__Given records__.
PR #318, opened 2023-02-01
Add support load translation for linux

wineee:
Closes https://github.com/dail8859/NotepadNext/issues/155

Translation file should be installed in `XDG_DATA_DIRS`/`APPNAME`/translations， `XDG_DATA_DIRS` Should default to /usr/local/share:/usr/share.

QStandardPaths::AppDataLocation will read `xdgDataDirs/organizationName/applicationName`

https://github.com/qt/qtbase/blob/1c6bf3e09ea9722717caedcfcceaaf3d607615cf/src/corelib/io/qstandardpaths_unix.cpp#L385-L390
https://github.com/qt/qtbase/blob/1c6bf3e09ea9722717caedcfcceaaf3d607615cf/src/corelib/io/qstandardpaths_unix.cpp#L27-L38

### DIFF
--- a/src/NotepadNext/NotepadNextApplication.cpp
+++ b/src/NotepadNext/NotepadNextApplication.cpp
@@ -36,6 +36,8 @@
 
 #include <QCommandLineParser>
 #include <QSettings>
+#include <QStandardPaths>
+#include <QLibraryInfo>
 
 #ifdef Q_OS_WIN
 #include <Windows.h>
@@ -390,11 +392,22 @@ void NotepadNextApplication::loadTranslation(QLocale locale)
     qInfo(Q_FUNC_INFO);
 
     // TODO: look into QLibraryInfo::location(QLibraryInfo::TranslationsPath)?
+#ifdef Q_OS_LINUX
+    QString languagePath = QStandardPaths::locate(QStandardPaths::AppDataLocation, QString("translations"), QStandardPaths::LocateDirectory);
+#else
     const QString languagePath = QApplication::applicationDirPath() + "/i18n";
+#endif // Q_OS_LINUX
 
     // Load translation for NotepadNext
     //  e.g. `i18n/NotepadNext.en.qm`
-    if (translatorNpn.load(locale, QApplication::applicationName(), QString("."), languagePath)) {
+    bool isTransloaded = translatorNpn.load(locale, QApplication::applicationName(), QString("."), languagePath);
+#ifdef Q_OS_LINUX
+    if (!isTransloaded) {
+      languagePath = QApplication::applicationDirPath() + "/../share/NotepadNext/NotepadNext/translations";
+      isTransloaded = translatorNpn.load(locale, QApplication::applicationName(), QString("."), languagePath);
+    }
+#endif // Q_OS_LINUX
+    if (isTransloaded) {
         installTranslator(&translatorNpn);
         qInfo("Loaded %s translation for Notepad Next", qUtf8Printable(locale.name()));
     } else {
@@ -403,6 +416,9 @@ void NotepadNextApplication::loadTranslation(QLocale locale)
 
     // Load translation for Qt components
     //  e.g. `i18n/qt_en.qm`
+#ifdef Q_OS_LINUX
+    languagePath = QLibraryInfo::location(QLibraryInfo::TranslationsPath);
+#endif // Q_OS_LINUX
     if (translatorQt.load(locale, QString("qt"), QString("_"), languagePath)) {
         installTranslator(&translatorQt);
         qInfo("Loaded %s translation for Qt components", qUtf8Printable(locale.name()));
--- a/.github/workflows/build.yml
+++ b/.github/workflows/build.yml
@@ -55,6 +55,9 @@ jobs:
           cd build-linux
           make install INSTALL_ROOT=AppDir
           cd NotepadNext
+          lrelease ../../src/NotepadNext.pro
+          mkdir -p AppDir/usr/share/NotepadNext/NotepadNext/translations
+          cp ../../i18n/NotepadNext*.qm AppDir/usr/share/NotepadNext/NotepadNext/translations/
           wget --no-verbose "https://github.com/linuxdeploy/linuxdeploy/releases/download/continuous/linuxdeploy-x86_64.AppImage"
           wget --no-verbose "https://github.com/linuxdeploy/linuxdeploy-plugin-qt/releases/download/continuous/linuxdeploy-plugin-qt-x86_64.AppImage"
           chmod +x linuxdeploy*.AppImage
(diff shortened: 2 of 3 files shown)


src/NotepadNext/NotepadNextApplication.cpp
```diff
@@ -403,6 +409,9 @@ void NotepadNextApplication::loadTranslation(QLocale locale)
 
     // Load translation for Qt components
     //  e.g. `i18n/qt_en.qm`
+#ifdef Q_OS_LINUX
+    languagePath = QLibraryInfo::location(QLibraryInfo::TranslationsPath);
```
wineee, line 413: QLibraryInfo::TranslationsPath should work on Windows and MacOS, but I didn't test it. Currently only used in linux.

dail8859:
@wineee Awesome thanks for the PR! My understanding is that this will fix #155 which is specific to the AppImage, correct?

src/NotepadNext/NotepadNextApplication.cpp
dail8859: No problem. When I get some free time I'll test it out on Windows unless anyone else gets to it before I do :)

wineee:
I test in NixOS,  haven't tested AppImage yet. The path of AppImage is special, not sure if it works, I will try it tomorrow

dail8859:
My understanding was that for Linux, loading translations worked on the flatpak distribution but didn't work with the AppImages. Wasn't aware of any other Linux translation issues.

src/NotepadNext/NotepadNextApplication.cpp
```diff
@@ -390,11 +392,22 @@ void NotepadNextApplication::loadTranslation(QLocale locale)
...
     const QString languagePath = QApplication::applicationDirPath() + "/i18n";
+#endif // Q_OS_LINUX
 
     // Load translation for NotepadNext
     //  e.g. `i18n/NotepadNext.en.qm`
-    if (translatorNpn.load(locale, QApplication::applicationName(), QString("."), languagePath)) {
+    bool isTransloaded = translatorNpn.load(locale, QApplication::applicationName(), QString("."), languagePath);
+#ifdef Q_OS_LINUX
+    if (!isTransloaded) {
+      languagePath = QApplication::applicationDirPath() + "/../share/NotepadNext/NotepadNext/translations";
```
wineee, line 406: This work for me
```
[     0.038] D: TEST PATH:  "/home/rewine/.cache/appimage-run/b4672722b5b72a97c2b9caa2f923cb8620f21e365648aa68c96b865965e8bc25/usr/bin/../share/NotepadNext/NotepadNext/translations"
[     0.038] I: Loaded zh_CN translation for Notepad Next
[     0.038] D: QT TEST PATH:  "/home/rewine/.cache/appimage-run/b4672722b5b72a97c2b9caa2f923cb8620f21e365648aa68c96b865965e8bc25/usr/bin/../translations" # note：only find qtbase_xxx.qm in this directory
[     0.038] I: zh_CN translation not found for Qt components
[     0.038] I: LuaState::LuaState()
[     0.045] I: MacroManager::MacroManager(QObject*)

```

wineee:
This patch should work on all FHS(Filesystem Hierarchy Standard) compliant distributions, for example ：deb (debian/ubuntu/deepin), rpm(fedora/opensuse), pkgbuild(Arch Linux)

nix/flatpak/snap/AppImages are special packaging systems，  can't use strict FHS path. 

This patch also work if [XDG_DATA_DIRS](https://specifications.freedesktop.org/basedir-spec/basedir-spec-latest.html) environment variables are set correctly,

src/NotepadNext/NotepadNextApplication.cpp
wineee: 图片

dail8859:
I spent some time digging into this. I think I'm just as confused as when I started. As far as Windows is concerned it seems straight forward enough (I'm assuming MacOS works the same way).

Linux of course is the difficult issue. AppImage, Flatpak, nixOS, XDG_DATA_DIRS, etc can all make things quite difficult to ensure things are working properly to load translation files.

I'm not sure if embedding the translation files is the right/quick solution. I've been trying to find other mature Qt projects to see how they handle it but nothing seems to be obvious.

wineee:
There seems to be no standard way:

Some applications find  translation files  from `XDG_DATA_DIRS`/`APPNAME`/translations: https://github.com/linuxdeepin/dtkwidget/blob/92a7561e0f541e165e91eb108cb846f0d4701fe3/src/widgets/dapplication.cpp#L757

Some applications use relative paths： https://github.com/pbek/QOwnNotes/blob/230c2b40dbe0f32edb3fbcd1a96dbd5ec6abcb24/src/main.cpp#L46-L54

Some applications embed translation files：https://github.com/cpeditor/cpeditor/blob/6722c603a322a581b5886a9ea4a2a7e67c2cb786/src/Core/Translator.cpp#L63

Some applications  just use hardcoded path（this cant work for AppImages）
https://github.com/linuxdeepin/dde-appearance/blob/5dbdee7c8c4da8817a1000360f50c6598a158719/src/service/main.cpp#L12

wineee:
look at qv2ray,  which should be considered the most comprehensive linux application

```cpp
#ifdef Q_OS_UNIX
    if (qEnvironmentVariableIsSet("APPIMAGE"))
        list << makeAbs(QCoreApplication::applicationDirPath() + "/../share/qv2ray/" + dirName);

    if (qEnvironmentVariableIsSet("SNAP"))
        list << makeAbs(qEnvironmentVariable("SNAP") + "/usr/share/qv2ray/" + dirName);

    if (qEnvironmentVariableIsSet("XDG_DATA_DIRS"))
        list << makeAbs(qEnvironmentVariable("XDG_DATA_DIRS") + "/" + dirName);

    list << makeAbs("/usr/local/share/qv2ray/" + dirName);
    list << makeAbs("/usr/local/lib/qv2ray/" + dirName);
    list << makeAbs("/usr/share/qv2ray/" + dirName);
    list << makeAbs("/usr/lib/qv2ray/" + dirName);
    list << makeAbs("/lib/qv2ray/" + dirName);
#endif

```

APPIMAGE use relative path,
SNAP Actually I have not used this format，seems the root path should be found from the SNAP environment variable


https://github.com/Qv2ray/Qv2ray/blob/2b9a5ecc239587517b34af123e4d04df8a7badf9/src/components/translations/QvTranslator.cpp#L11-L23
https://github.com/Qv2ray/Qv2ray/blob/2b9a5ecc239587517b34af123e4d04df8a7badf9/src/base/Qv2rayBaseApplication.cpp#L37-L77

dail8859:
Recently I took another attempt to see how best to load various translation files. I've come to the conclusion that trying to check so many possible locations is more of a pain than what it is worth currently.

I've merged #345 that embeds the translation files as QResources. If there ever become more/larger translation files then maybe it will be worth a deeper look then.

__Task instructions__. Set the material down exactly as written, starting at its first line. The line containing "QStandardPaths::AppDataLocation will read" is the last one to include.

__Completed task__.
PR #318, opened 2023-02-01
Add support load translation for linux

wineee:
Closes https://github.com/dail8859/NotepadNext/issues/155

Translation file should be installed in `XDG_DATA_DIRS`/`APPNAME`/translations， `XDG_DATA_DIRS` Should default to /usr/local/share:/usr/share.

QStandardPaths::AppDataLocation will read `xdgDataDirs/organizationName/applicationName`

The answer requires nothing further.